The fact that \(P_{r,xy}\) defines a reversible Markov process with stationary state \(p_{r,x}\) means that it is possible to define a symmetric matrix \(\mathbf{S_r}\) such that
(19)\[\mathbf{S_r} \rm{diag}\left(\ldots, p_{r,x}, \ldots\right) = \mathbf{P_r}\]

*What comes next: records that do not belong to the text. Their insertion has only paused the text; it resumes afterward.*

PR #476, opened 2018-01-01
Add 'j' and 'k' flags in get_user_flags for matching with admin flags

OciXCrom:
"j" - match with all of the specified admin flags
"k" - match with any of the specified admin flags

### DIFF
--- a/amxmodx/amxmodx.cpp
+++ b/amxmodx/amxmodx.cpp
@@ -2248,6 +2248,7 @@ static cell AMX_NATIVE_CALL get_players(AMX *amx, cell *params) /* 4 param */
 {
 	int iNum = 0;
 	int ilen;
+	int pflags = 0;
 	char* sptemp = get_amxstring(amx, params[3], 0, ilen);
 	int flags = UTIL_ReadFlags(sptemp);
 
@@ -2268,6 +2269,12 @@ static cell AMX_NATIVE_CALL get_players(AMX *amx, cell *params) /* 4 param */
 				team = g_teamsIds.findTeamIdCase(sptemp);
 		}
 	}
+	
+	if ((flags & 512) || (flags & 1024))
+	{
+		sptemp = get_amxstring(amx, params[4], 0, ilen);
+		pflags = UTIL_ReadFlags(sptemp);
+	}
 
 	for (int i = 1; i <= gpGlobals->maxClients; ++i)
 	{
@@ -2281,6 +2288,10 @@ static cell AMX_NATIVE_CALL get_players(AMX *amx, cell *params) /* 4 param */
 			if ((flags & 16) && (pPlayer->teamId != team))
 				continue;
 			if ((flags & 128) && (pPlayer->pEdict->v.flags & FL_PROXY))
+				continue;
+			if ((flags & 512) && ((pPlayer->flags[0] & pflags) != pflags))
+				continue;
+			if ((flags & 1024) && (!(pPlayer->flags[0] & pflags)))
 				continue;
 			if (flags & 32)
 			{
--- a/plugins/include/amxmodx.inc
+++ b/plugins/include/amxmodx.inc
@@ -1387,11 +1387,13 @@ native get_playersnum(flag = 0);
  *                    "g" - match case insensitive
  *                    "h" - do not include HLTV proxies
  *                    "i" - include connecting clients
- * @param team      String to match against if the "e" or "f" flag is specified
+ *                    "j" - match with all of the specified admin flags
+ *                    "k" - match with any of the specified admin flags
+ * @param string    String to match against if the "e", "f", "j" or "k" flag is specified
  *
  * @noreturn
  */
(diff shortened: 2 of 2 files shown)


amxmodx/amxmodx.cpp
```diff
@@ -2282,6 +2289,10 @@ static cell AMX_NATIVE_CALL get_players(AMX *amx, cell *params) /* 4 param */
 				continue;
 			if ((flags & 128) && (pPlayer->pEdict->v.flags & FL_PROXY))
 				continue;
+			if ((flags & 512) && ((pPlayer->flags[0] & pflags) != pflags))
+				continue;
+			if ((flags & 1024) && (!(pPlayer->flags[0] & pflags)))
```
Mistrick: Maybe add consts for all flags?

rsKliPPy:
You should also update `get_players_ex` to match this change.

OciXCrom:
@rsKliPPy - I honestly didn't know that function even existed. Will do it tomorrow.

rsKliPPy:
It's alright, it's a fairly recent addition.

OciXCrom:
@rsKliPPy - done.

plugins/include/amxmisc.inc
```diff
@@ -859,13 +859,15 @@ stock set_task_ex(Float:time, const function[], id = 0, const any:parameter[] =
...
+ *                    GetPlayers_MatchAllFlags - match with all of the specified admin flags
+ *                    GetPlayers_MatchAnyFlags - match with any of the specified admin flags
+ * @param string    String to match against if the "e", "f", "j" or "k" flag is specified
  *
  * @noreturn
  */
-stock get_players_ex(players[MAX_PLAYERS], &num, GetPlayersFlags:flags = GetPlayers_None, const team[] = "")
+stock get_players_ex(players[MAX_PLAYERS], &num, GetPlayersFlags:flags = GetPlayers_None, const string[] = "")
 {
 	new strFlags[10];
```
WPMGPRoSToTeMa: Looks like this should be updated too.

OciXCrom: @WPMGPRoSToTeMa - change what exactly? I changed the name to "string" because "team" doesn't really fit the situation.

WPMGPRoSToTeMa: @OciXCrom 10.

OciXCrom: @WPMGPRoSToTeMa - Ah, I see. Fixed.

plugins/include/amxmodx.inc
```diff
@@ -1387,11 +1387,13 @@ native get_playersnum(flag = 0);
...
  *                    "i" - include connecting clients
- * @param team      String to match against if the "e" or "f" flag is specified
+ *                    "j" - match with all of the specified admin flags
+ *                    "k" - match with any of the specified admin flags
+ * @param string    String to match against if the "e", "f", "j" or "k" flag is specified
  *
  * @noreturn
  */
-native get_players(players[MAX_PLAYERS], &num, const flags[] = "", const team[] = "");
+native get_players(players[MAX_PLAYERS], &num, const flags[] = "", const string[] = "");
```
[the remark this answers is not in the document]
OciXCrom: @Arkshine I changed the param name back to `team`. I don't think however that `get_players` shouldn't be updated. `get_players_ex` is a stock that is depending on `get_players`.

```pawn
stock get_players_ex(players[MAX_PLAYERS], &num, GetPlayersFlags:flags = GetPlayers_None, const team[] = "")
{
	new strFlags[12];
	get_flags(_:flags, strFlags, charsmax(strFlags));
	get_players(players, num, strFlags, team);
}
```

If we don't update `get_players`, this change will have no effect.

Arkshine:
It was fine to keep 'string' for `get_players_ex`, it was introduced in dev recently. If possible we should have a generic term here and actually something a bit more meaningful, maybe 'argument' or 'arg' ; don't know.

OciXCrom:
@Arkshine In my opinion it was fine for `get_players` too. I doubt that anyone will use parameter skipping here since all previous parameters in the function must be written in order for the `team` parameter to even be used. Simply said, `get_players(iPlayers, iPnum, .team = "CT")` is not valid, so chances are nobody will experience problems with backwards compatibility here.

Anyways, I'll change it back to `string` for `get_players_ex` if you want. I chose the name `string` because the description for the param says `string to match against`. I couldn't figure out a more appropriate name either.

Arkshine:
`string` is fine.

What do you mean by `get_players(iPlayers, iPnum, .team = "CT")` not being valid? It _is_ valid.

OciXCrom:
@Arkshine I put back `string` for `get_players_ex`.

I meant that it won't have an effect because the "e" flag isn't specified so most likely people won't do that.

WPMGPRoSToTeMa:
Arg name should also be fixed for `get_playersnum_ex`.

where \(\rm{diag}\left(\ldots, p_{r,x}, \ldots\right)\) is the diagonal matrix with \(p_{r,x}\) along its diagonal. Noting \(\mathbf{S_r} = \mathbf{P_r} \rm{diag}\left(\ldots, \frac{1}{p_{r,x}}, \ldots\right)\), we have
(20)\[\begin{split}S_{r,xy} =
\begin{cases}
\frac{P_{r,xy}}{p_{r,y}} = 0 & \mbox{if $x$ and $y$ differ by more than one nucleotide mutation,} \\
\frac{P_{r,xy}}{p_{r,y}} = \left( \sum\limits_z \left(\pi_{r,\mathcal{A}\left(z\right)}\right)^{\beta} \times q_z \right) \frac{Q_{xy}}{q_y} \frac{F_{r,xy}}{\left(\pi_{r,\mathcal{A}\left(y\right)}\right)^{\beta}} & \mbox{if $x$ and $y$ differ by one nucleotide,} \\
\frac{P_{r,xx}}{p_{r,x}} & \mbox{otherwise.} \\
\end{cases}\end{split}\]
This matrix is symmetric since \(S_{r,xy} = S_{r,yx}\) as can be verified from the fact that \(\frac{Q_{xy}}{q_y} = \frac{Q_{yx}}{q_x}\) and \(\frac{F_{r,xy}}{\left(\pi_{r,\mathcal{A}\left(y\right)}\right)^{\beta}} = \frac{F_{r,yx}}{\left(\pi_{r,\mathcal{A}\left(x\right)}\right)^{\beta}}\) as is guaranteed by the reversibility conditions in Equations (6) and (14).